New CMS Medicaid-CHIP Scorecard Creates a Pivotal Moment for Public Health Partnership

June 21, 2018|1:18 p.m.| ASTHO Staff

On June 4, 2018, the Centers for Medicare and Medicaid Services (CMS) released a new scorecard that may serve as a new opportunity for state/territorial health agency (S/THA) leadership to collaborate with Medicaid agencies, especially at this early phase of development. The new scorecard combines quality metrics and collectively measures the Children’s Health Insurance Program (CHIP) and state Medicaid programs. CMS intends for the scorecard to be a tool for states to learn from high-achieving peers and contribute to the development of best practices; however, a great deal of uncertainty remains around the scorecard’s use and general reliability. S/THA leadership may consider this as an opportunity to fulfill the role of chief health strategists and partner with their sister Medicaid agencies to jointly improve population health and quality measures, as well as to engage in broader joint strategic planning and priority setting.

The CMS scorecard includes measures voluntarily reported by states and federal metrics that span across three categories:

  • State Health System Performance: This category measures effective communication and coordination of care, reducing harm caused in the delivery of care, promotion of effective prevention and treatment of chronic diseases, strengthened engagement in care, affordability of care, and engagement with communities to promote best practices of healthy living.
  • State Administrative Accountability: This category illustrates state accountability for how the states and federal government are performing administratively. This measures the timeliness of states to submit information on State Plan Amendments and 1915 waivers, timing of state submissions on the Managed Care Capitation Rate Review, and expenditures on Home & Community Based Services as a percentage of total spending on long-term services and supports.
  • Federal Administrative Accountability: This category illustrates federal accountability for the state-federal relationship by measuring the timeliness of CMS review of State Plan Amendments, 1915 waivers, Managed Care Capitation Rates, and the Section 1115 Demonstration approval process.

CMS will update the scorecard annually with new metrics and will aim to increase consistency between states’ reporting. For example, future scorecards may assess Medicaid community engagement requirement programs, such as tracking how many people are working, in job training, or going to school. However, the federal agency has not explicitly shared how this scorecard will be used in the future once more consistent data becomes available.

The Center for Children and Families at Georgetown University has raised concerns that the State and Federal accountability categories place too much emphasis on timeliness and efficiency, could undermine a focus on improving the health of beneficiaries and misalign incentives for Medicaid agencies to focus on quality of care. The center has also suggested the development of the scorecard would have benefited from more stakeholder inclusion and that future iterations of the scorecard should have ample time for feedback.

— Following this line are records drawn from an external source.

Issue #261, opened 2022-05-16
more blocking functions for integer and double types


sonalgoyal:
We need to add more blocking functions for Integer and Double types other than the double and exact ones that we have

In all cases, handle 0 and Nan and negative numbers appropriately.
Both
- number without last digit. eg for integer type 234 and 233 will return 23, double type - 234.5 and 233.5 will return 23
- range functions. return 0 if num < 10, 1 if 10 < num < 100, 2 if less than 1000 but greater than 100, 3 if less than 10000(this can be odelled as FirstChars/LastChars functions, one base class and one derived class for each range)
- lessThan 0 function

extra functions for Double type
- number with one digit after decimal (23.4445 gives 23.44)
- number with 2 digits after decimal
- 3 digits after decimal
(both above to be modeled with one base class like firstchars)

sonalgoyal:
please have appropriate junits for each - check the similarity function junits for an idea of how to build these junits.

navinrathore:
Code changes made. Junits added.

sonalgoyal:
i dont see the pr?

PR #292, opened 2022-05-25
More blocking functions

navinrathore:
#261


navinrathore:
Tested findTrainingData, Train etc. with 1 field for integer, double.
separate commits  for different type of blocking functions. They can be views commit wise.

core/src/main/java/zingg/hash/TruncateDouble.java
```diff
@@ -0,0 +1,31 @@
+package zingg.hash;
+
+import org.apache.spark.sql.Row;
+import org.apache.spark.sql.api.java.UDF1;
+import org.apache.spark.sql.types.DataTypes;
+
+public class TruncateDouble extends HashFunction implements UDF1<Double, Double> {
+	int numDecimalPlaces;
+	static final int[] POWERS_OF_10 = {1, 10, 100, 1000, 10000, 100000};
```
sonalgoyal, line 9: why use this? just say 10 exp the argument.

core/src/test/java/zingg/hash/TestRangeDbl.java
```diff
@@ -0,0 +1,95 @@
...
+		value = new RangeBetween1000And10000Dbl();
+		assertEquals(0, value.call((double) 65));
+	}
+
+	@Test
+	public void testRangeForValue867() {
+		RangeDbl value = new RangeBetween0And10Dbl();
+		assertEquals(0, value.call((double) 867));
+		value = new RangeBetween10And100Dbl();
+		assertEquals(0, value.call((double) 867));
```
sonalgoyal, line 76: saying 867d makes the code more readable..upto you if you feel that way.

core/src/test/java/zingg/hash/TestRangeDbl.java
```diff
@@ -0,0 +1,95 @@
+package zingg.hash;
+
+import org.junit.jupiter.api.Test;
+
+import static org.junit.jupiter.api.Assertions.assertEquals;
```
sonalgoyal, line 5: tests for different classes should be in different junit classes. multiple asserts should not go into same unit test, as you dont know then which one broke. If you think it is too much to write junits for the derived classes, just test the main base class.

core/src/test/java/zingg/hash/TestRangeInt.java
```diff
@@ -0,0 +1,93 @@
+package zingg.hash;
+
+import org.junit.jupiter.api.Test;
+
+import static org.junit.jupiter.api.Assertions.assertEquals;
+
+public class TestRangeInt {
+
+	@Test
+	public void testRangeForValueZero() {
```
sonalgoyal, line 10: same comment as earlier

sonalgoyal (changes requested):

core/src/main/java/zingg/hash/TruncateDouble.java
navinrathore: pow() seems a relatively expansive operation.
https://stackoverflow.com/questions/46983772/fastest-way-to-obtain-a-power-of-10

core/src/test/java/zingg/hash/TestRangeDbl.java
navinrathore: Shall Make the changes

core/src/test/java/zingg/hash/TestRangeDbl.java
navinrathore: I'll change

core/src/test/java/zingg/hash/TestRangeInt.java
navinrathore: I'll make change

Issue #269, opened 2022-05-17
move getRecords and setRecords inn InmmemmoryyPipe to Pipe class


sonalgoyal:
current pipes have no notion of records they represent, making testing hard

sonalgoyal:
there are two methods and one attribute getRecords and setRecords in InMemoryPipe class. We should move them to the base class Pipe. 
Then we should test the scala api at https://github.com/zinggAI/zingg/tree/main/api/scala. To do that, open spark-shell with --jars option 
spark-shell --jars <path to zingg jar>

Run the scala code above and see that you get an output.

PR #293, opened 2022-05-25
resolved errors

chetan453:
issue #269


api/scala/FebrlExample.scala
```diff
@@ -110,6 +109,9 @@ val options = new ClientOptions("--phase", "match",  "--conf", "dummy", "--licen
 //Zingg execution for the given phase
 val client = new Client(args, options);
 client.init();
+System.out.println("line 113");
```
sonalgoyal, line 112: these printlns should not be in the code

Issue #260, opened 2022-05-16
Revisit zingg.sh


navinrathore:
**Description**
"zing.conf" file should include other zingg variables as well. It should be central point for defining zingg configuration.
zingg.sh should be changed accordingly

Ref: PR #253, issue #15

sonalgoyal:
@navinrathore please check https://github.com/zinggAI/zingg/issues/243#issuecomment-1140209933

navinrathore:
As of now, spark configuration can be read from the zingg.conf file. Through the same file, environment variables could also be defined.

PR #301, opened 2022-05-30
support for python phases in zingg.sh

navinrathore:
Tested with cluster as well.
If phase is not on the list of dictionary (hard coded), standard Zingg execution take place. In case of python phase, it shall be executed. only phase option is used as of now.

### DIFF
--- a/scripts/zingg.sh
+++ b/scripts/zingg.sh
@@ -51,7 +51,9 @@ while [[ $# -gt 0 ]]; do
 			PHASE="$2"
 			is_python_phase $PHASE # check if it is a python phase
 			RUN_PYTHON_PHASE=$? # store the return status
-			PYTHON_PHASE_EXE=${PYTHON_PHASES[$PHASE]}
+			if [[ $RUN_PYTHON_PHASE -eq 0 ]]; then
+				PYTHON_PHASE_EXE=${PYTHON_PHASES[$PHASE]}
+			fi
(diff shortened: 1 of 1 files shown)


scripts/zingg.sh
```diff
@@ -3,34 +3,77 @@
...
+	esac
+done
+set -- "${POSITIONAL_ARGS[@]}" # restore positional parameters
+
 OPTION_SPARK_CONF+=$(read_zingg_conf)
+
+# if it is a python phase
+if [[ $RUN_PYTHON_PHASE -eq 0 ]]; then
+	echo "Executing python phase: ${PHASE} (${PYTHON_PHASE_EXE})"
+	$SPARK_HOME/bin/spark-submit --master $SPARK_MASTER --jars=$ZINGG_JARS --conf spark.driver.extraClassPath=$ZINGG_JARS --conf spark.executor.extraClassPath=$ZINGG_JARS $PYTHON_PHASE_EXE --email $EMAIL --license $LICENSE
```
sonalgoyal, line 73: we need to pass the remaining arguments to the python phase as well.

sonalgoyal: how about passing the other options? (ALL_OPTIONS)

sonalgoyal: and --py-files?

sonalgoyal (changes requested):

navinrathore:
#260

Issue #262, opened 2022-05-17
Technical Debt


sonalgoyal:
*LabelUpdater and Updater - exit value(9)is hardcoded.  Should be declared a String at the top and used everywhere.

dipan121003:
Hi, I'd like to work on this issue. Can you assign it to me?

PR #304, opened 2022-05-31
ISSUE-262 Clean code in updater and label updater

ranjithmuddana:
Code Changes for #262

### DIFF
--- a/core/src/main/java/zingg/Labeller.java
+++ b/core/src/main/java/zingg/Labeller.java
@@ -22,6 +22,8 @@ import zingg.util.LabelMatchType;
 public class Labeller extends ZinggBase {
 
 	protected static String name = "zingg.Labeller";
+	protected static final int INT_NINE = 9;
+	protected static final String NINE = String.valueOf(INT_NINE);
 	public static final Log LOG = LogFactory.getLog(Labeller.class);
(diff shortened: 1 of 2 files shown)


core/src/main/java/zingg/Labeller.java
```diff
@@ -160,9 +162,9 @@ int readCliInput() {
 		System.out.println("\tYes, they match       : 1");
 		System.out.println("\tNot sure              : 2");
 		System.out.println();
-		System.out.println("\tTo exit               : 9");
+		System.out.println("\tTo exit               : " + NINE);
 		System.out.println();
-		System.out.print("\tPlease enter your choice [0,1,2 or 9]: ");
+		System.out.print("\tPlease enter your choice [0,1,2 or " + NINE + "]: ");
 
 		while (!sc.hasNext("[0129]")) {
```
sonalgoyal, line 169: Thank you for your code contribution @ranjithmuddana ! Here are a few suggestions

- though the issue talked about 9, we have a general problem with 0, 1, 2 and 9. 0, 1 and 2 should come from the ColValues class. Maybe we can add the constant EXIT there as well with value 9. So we dont have to hard code any of the values, like in line 162, 163, , 167, 169. 
Does that make sense?

sonalgoyal (changes requested):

The National Association of Medicaid Directors has emphasized that this scorecard does not account for differences between state’s covered Medicaid populations or care delivery structures and has argued that the scorecard does not provide much needed, meaningful context. Yet, due to the nature of the “scorecard” format, this product will inevitably invite comparisons between states and at least imply that some state Medicaid programs are performing better than others.

As it currently stands, the Administration emphasizes that the scorecard is not intended to be used for state-by-state comparisons due to variability in data availability, such as differences in data available for populations covered under fee-for-service and for those in managed care.

CMS has suggested that future measures may also focus on how well Medicaid agencies work with communities to provide support for healthy living among individuals receiving long-term care serviced.  The Scorecard may also assess Medicaid community engagement requirement programs, such as tracking how many people are employed, in job training or going to schools.  Such measures could also be utilized to measure place-based initiatives.  For example, consider how Colorado’s Office of the Governor, Medicaid agency, and Department of Public Health and Environment convened a policy academy to leverage existing regional care collaborative organizations to provide targeted care coordination at the community level for the highest utilizers of healthcare resources, paid for through a per-member-per-month payment. Performance measures included rates of postpartum care completion, reduced hospitalization, and well-child visits – all of which overlap with the CMS scorecard metrics.